Researcher (scientific/technical/engineering)

Date of the expedition

From 10/07/2023 to 23/12/2023

Selected Track

Paired Teams

Project title

Rub your eyes: robustness analysis of document redaction for anonymisation

Host Organization

Computer Science Department, University of California, Irvine



Gabriele Orazi holds a double Master’s Degree in Computer Science (Cyber Security) from the University of Trento and Turku. After brief experience in DevSecOps, he became a research fellow at the University of Padua in the SPRITZ Security and Privacy Research Group, supervised by Prof. Mauro Conti. He is currently a Ph.D. student in Brain, Mind and Computer Science (BMCS) at University of Padua, focusing on privacy, obfuscation, cyber forensics, and malware detection. Beyond his GNU/Linux passion, he enjoys repurposing computer hardware. When away from the keyboard, you can find him rock climbing or trail running in the mountains.

Project Summary

Digital documents, such as PDFs and docx files, are widely used for sharing knowledge online while protecting sensitive information. Redaction techniques are commonly used to obscure sensitive details, but they may still be vulnerable to inference. This project aims to develop a tool that can automatically analyze and potentially de-anonymize redacted documents, identifying weaknesses in current techniques and offering practical suggestions for improving information security. It addresses the need for greater awareness of privacy in data sharing and encourages innovative solutions to protect privacy without instilling fear.

Key Result

We’ve made significant progress in understanding and analyzing documents for this project. Our capabilities include extracting text from scanned and searchable documents, pinpointing the location of obscured sections, estimating hidden text length behind black boxes, identifying entities like names, dates, and locations, and categorizing redacted portions by entity type, such as names or dates. These findings will be valuable in the next stages of the project, possibly in applying Open Source Intelligence (OSINT) methods. Even without OSINT, our code can estimate the type of entity hidden behind black boxes, which, combined with character estimates, is a significant achievement.
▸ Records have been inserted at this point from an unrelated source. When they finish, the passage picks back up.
PR #1230, opened 2026-05-14
wallet: migrate tx creator + tx publisher to db.Store

yyforyongyu:
## Summary

Complete migration of the wallet tx creator and tx publisher subsystems
to `db.Store`. Implements `CreateTx` + `InvalidateUnminedTx` on the
kvdb backend, routes change-source + signer paths through the store,
and brings the publisher's record/cleanup flows under store control.

## Why

- finishes the tx-creator + tx-publisher portion of the kvdb → db.Store
  migration in one reviewable chain
- mirrors the kvdb-impl + wallet-route interleave used on PR #1214
  (impl-address-manager-store)
- the previously-planned standalone publisher branch is folded here
  for review consolidation

## What Changed

- `wallet/signer.go`, `wallet/tx_creator.go`: keep signer lookups
  wallet-side; route change source through the store
- `wallet/deprecated_tx_creator.go`: relocated legacy change-source
  helper
- `wallet/internal/db/kvdb/txstore.go`: implement `CreateTx`,
  `InvalidateUnminedTx` (each commit bundles its kvdb test)
- `wallet/internal/db/kvdb/utils_test.go`: extended test helpers for
  `CreateTx` tests
- `wallet/tx_publisher.go`: route tx recording, owned-address
  filtering, and invalid-tx cleanup through `w.store`
- `wallet/tx_publisher_test.go`: store-backed matchers + tests

## Testing

- per-commit `GOWORK=off go build ./...` clean across all 10 commits
- `make lint`: 0 issues
- unit + itest CI: pending (force-push triggers a fresh run)

PR #1248, opened 2026-05-28
wallet: route tx publisher + tx-store writes through Store

yyforyongyu:
## Summary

Although forensic experts can perform this analysis manually, automatic inference is noteworthy. The project can already raise awareness about the risks of online personal information exposure. By offering an open source benchmarking tool, we hope to encourage more thoughtful information sharing to be used by universities and research centers.

Impact of the Fellowship

Privacy-preserving technologies are vital for overall tech progress, and privacy-related research is as important as tech innovation, identifying vulnerabilities before new tech becomes mainstream. Document redaction, though traditional, remains essential for various everyday tasks. This project aims to reassess redaction’s safety and encourages the development of more effective privacy-preserving technologies. The fellowship bridges Europe and the US, addressing their differing data protection regulations and fostering collaborations in data security and privacy. The project aims to share its findings at renowned privacy conferences to inspire further advancements and international cooperation.